Type or speak anything

From the search bar in discovery, or the empty Ask-AI textarea. Topic is unconstrained — could be anything in the world.

type "Bohr atom" → setup modal (pre-filled topic)
→ plan modal (Haiku + drama)
→ active runtime (Sonnet streaming)

▸ landing-page click

Click a tile

From discovery, subject pages, paths, recents. Topic is structured — we know the subject family, level hint, exam target.

click chip "Hooke's law" → setup (pre-filled · level hint)
→ plan modal (subject-aware drama)
→ active runtime (Sonnet streaming)

4.The rules

Architectural constraints we don't relax. Each rule is a guarantee to the student.

▸ Never

No spinners. Anywhere. Not in the runtime, not in modals, not in chip clicks. If we see a spinner, we've broken the contract.

▸ Never

No blank screens. Every navigation produces visible content within 400ms — drama, owl, cached preview, or skeleton with subject context.

▸ Never

No blocking single-model calls. If we're waiting on a model, the UI must already be entertaining the student.

▸ Never

No "please wait" copy. The owl is allowed to say "let me think" once. After that, it teaches.

▸ Always

Drama is on-topic. Subject-aware backdrop, owl bubble that previews the lesson. The student is being taught from second zero.

▸ Always

Beats stream behind the scenes. By the time the student finishes Beat 1, Beats 2–4 are ready. By Beat 4, all 7 are done. Zero waiting between beats.

▸ Always

TTS streams sentence-by-sentence. Owl starts speaking as the audio bytes arrive. No "audio loading" pause.

▸ Always

First-time content gets cached for everyone. The next student to ask the same question gets it instantly. Cache grows organically toward Canvas-A's hand-crafted polish.

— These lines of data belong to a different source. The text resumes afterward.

PR #1908, opened 2024-06-04
Add C and Fortran support for `len()` function

### LINKED ISSUE #1875: [SETS] Add C support for len function
### Describe the feature
In Python the len function can be called on many functions however the implementation of this function is different in different languages. Support should be added to test the length of a list in C (and Python if it does not work out of the box).

### Test Code
```python
def f():
    a = {1,2,1}
    b = len(a)
    return b
```

### Proposed Solution

Farouk-Echaref:
Add C and Fortran support for the `len()` function for `list` and `set` using the equivalent `container_X_size()` from the `STC` library and ` % size()` from the gFTL library. This PR fixes issues #1874 and #1875.

**Commit Summary**
- Reorganise CHANGELOG to group related points
- Update the `PythonLen` docstring. 
- Update `FortranCodePrinter._print_PyccelArrayShapeElement` method to print ` % size()` for containers.
- Update `CCodePrinter._print_PyccelArrayShapeElement` method to check whether the element passed is a `list` or `set`, and then print their equivalent using the `STC`.
- Update `shape_can_change` method to return `True` only for `HomogeneousListType` and `HomogeneousSetType` objects as their shape can change.
- Add tests for the `len()` function using `list` and `set` with different data types.


tests/epyccel/test_builtins.py
```diff
@@ -369,3 +369,72 @@ def f():
...
+
+def test_len_set_complex(stc_language):
+    def f():
+        a = {1j, 2 + 1j, 3 + 1j}
+        b = len(a)
+        return b
+
+    epyc_f = epyccel(f, language=stc_language)
+
+    assert epyc_f() == f()
```
jalalium, line 440: should we add more tests? especially for nested lists?

jalalium (changes requested):

pyccel/ast/builtins.py
```diff
@@ -629,6 +629,12 @@ class PythonLen(PyccelFunction):
     (aka the first element of the shape) of an object. This can usually
     be calculated in the generated code, but in an inhomogeneous object
     the integer value of the shape must be returned.
+    However, when dealing with variables that are passed to `len()` and
+    contain lists or sets, the shape is unknown and cannot be determined
```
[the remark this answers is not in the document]
Farouk-Echaref: updated 22495f63032a9ec44b1d68715cbaade0e3b55f20

tests/codegen/fcode/test_fcode_codegen.py
```diff
@@ -13,14 +13,16 @@
...
-files = [os.path.join(path_dir,f) \
-         #if f not in failing_files \
-         #else pytest.param(os.path.join(path_dir,f), marks = pytest.mark.xfail(reason=failing_files[f])) \
-         for f in files \
-         if f.endswith(".py") \
-        ]
+files = [
+    pytest.param(
+        os.path.join(path_dir, f),
+        marks=pytest.mark.xfail(reason="Pyccel crash due to list Initialization with the use of `len()`, related issue #1924.")
```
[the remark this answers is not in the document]
Farouk-Echaref: updated 29683c8dcd531847099cea585a85ce969e046797

tests/epyccel/test_builtins.py
```diff
@@ -369,3 +369,72 @@ def f():
     epyc_f = epyccel(f, language=language)
 
     assert epyc_f() == f()
+
+@pytest.fixture( params=[
+        pytest.param("c", marks = pytest.mark.c),
+        pytest.param("fortran", marks = [
+            pytest.mark.xfail(reason="Set declaration in Fortran is not yet implemented. related issue #1658"),
```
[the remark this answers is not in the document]
Farouk-Echaref: you are right
updated 4e0c11365addf0a91f488cf9747f0b9cf55a338a

tests/epyccel/test_builtins.py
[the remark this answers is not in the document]
Farouk-Echaref: It was based on this previous suggestion:
https://github.com/pyccel/pyccel/pull/1847/files/9872a5b3c8f24ec251ca34db38b8355bef29af4a#r1630750905

tests/epyccel/test_builtins.py
Farouk-Echaref: Im really not sure about the handling of nested lists, if they weren't supported by default in the previous PR, we can open an issue for them asap

EmilyBourne: Nested lists should be supported. I believe they are working for Python. Nested sets won't be supported (at least for now)

EmilyBourne: I am working on nested lists. They are working for Python but there are some problems in C so it is probably not a good idea to add lots of extra tests for this immediately. In any case the way the `len` function works does not change depending on the element type so I don't think that lots of nested list tests would necessarily add much

EmilyBourne:
@Farouk-Echaref Do you plan to complete this PR or should I pick it up and complete it?

Farouk-Echaref:
> @Farouk-Echaref Do you plan to complete this PR or should I pick it up and complete it?

Hello Emily, I'm planning to continue working on my Pyccel issues starting next month hopefully.

jalalium (changes requested):
Shall we add tests for the `len` of `stc` containers?

EmilyBourne:
> Shall we add tests for the `len` of `stc` containers?

What do you mean? Is that not what the tests that Farouk wrote do?

jalalium:
> > Shall we add tests for the `len` of `stc` containers?
> 
> What do you mean? Is that not what the tests that Farouk wrote do?

Nevermind. Sorry!

jalalium (dismissed):
looks good to me!

tests/epyccel/test_builtins.py
```diff
@@ -369,3 +369,71 @@ def f():
...
+        return len(a)
+
+    epyc_f = epyccel(f, language=language)
+
+    assert epyc_f() == f()
+
+def test_len_list_float(language):
+    def f():
+        a = [1.4, 2.6, 3.5]
+        b = len(a)
```
jalalium, line 385: why  use the extra  variable?

tests/epyccel/test_builtins.py
```diff
@@ -369,3 +369,71 @@ def f():
...
+        return b
+
+    epyc_f = epyccel(f, language=language)
+
+    assert epyc_f() == f()
+
+def test_len_list_complex(language):
+    def f():
+        a = [1j, 2 + 1j, 3 + 1j]
+        b = len(a)
```
jalalium, line 395: why use the extra variable?

tests/epyccel/test_builtins.py
```diff
@@ -369,3 +369,71 @@ def f():
...
+        return len(a)
+
+    epyc_f = epyccel(f, language=stc_language)
+
+    assert epyc_f() == f()
+
+def test_len_set_float(stc_language):
+    def f():
+        a = {1.4, 2.6, 3.5}
+        b = len(a)
```
jalalium, line 414: why use the extra variable?

tests/epyccel/test_builtins.py
```diff
@@ -369,3 +369,71 @@ def f():
...
+        return b
+
+    epyc_f = epyccel(f, language=stc_language)
+
+    assert epyc_f() == f()
+
+def test_len_set_complex(stc_language):
+    def f():
+        a = {1j, 2 + 1j, 3 + 1j}
+        b = len(a)
```
jalalium, line 424: why use the extra variable?

tests/epyccel/test_builtins.py
```diff
@@ -369,3 +369,71 @@ def f():
...
+        return b
+
+    epyc_f = epyccel(f, language=stc_language)
+
+    assert epyc_f() == f()
+
+def test_len_dict_int_float(stc_language):
+    def f():
+        a = {1:1.0, 2:2.0, 3:3.0, 4:4.0}
+        b = len(a)
```
jalalium, line 434: why use the extra variable?

jalalium (approved):
Very good job!

tests/epyccel/test_builtins.py
EmilyBourne: No particular reason. This just ensures that I test `len` in multiple different settings. There are functions above which use `return len(a)` so this case is also tested.

Issue #1877, opened 2024-05-16
[SETS] Add C support for pop()


EmilyBourne:
### Test Code
Provide code which does not currently work but which should do when this issue is fixed:
```python
def foo():
    a = {1,2,1}
    b = a.pop()
    c = a.pop()
    return b,c
```

### Proposed Solution
This feature should be implemented using the functionalities provided by STC

EmilyBourne:
Fixed by #1912

PR #1912, opened 2024-06-12
[SETS] Add C support for `pop()`.

mustapha-belbiad:
This Pull Request adds support for the pop() method in C, addressing issue #1877.

### DIFF
--- a/CHANGELOG.md
+++ b/CHANGELOG.md
@@ -24,6 +24,7 @@ All notable changes to this project will be documented in this file.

5.How this powers the milestones

▸ M1 · "It works, and it never feels slow"

Every feature in the tutor functioning end-to-end. Both invocation paths live. Haiku-first + Sonnet-stream + drama modal is the default cold-start pattern. All content LLM-generated; no caching beyond the browser. The tutor is real — slow on absolute first hit, but the student never feels it because the drama covers the gap.

▸ M2 · "Always instant"

The most-asked content gets pre-generated and cached, Canvas-A style. Hot path: cached lessons load in <200ms — drama modal is a half-second flicker, then full lesson. Cold path: still on-demand, still <3s, still no spinners. Same architecture; cache is a performance optimization, not an experience change.

▸ Why this scales

The drama modal is a UI investment, not infrastructure. We can run on slower models, smaller GPU budgets, or in regions with high model latency — and the student still feels engaged. As infra improves, the drama modal shrinks toward instant. The student never notices the change.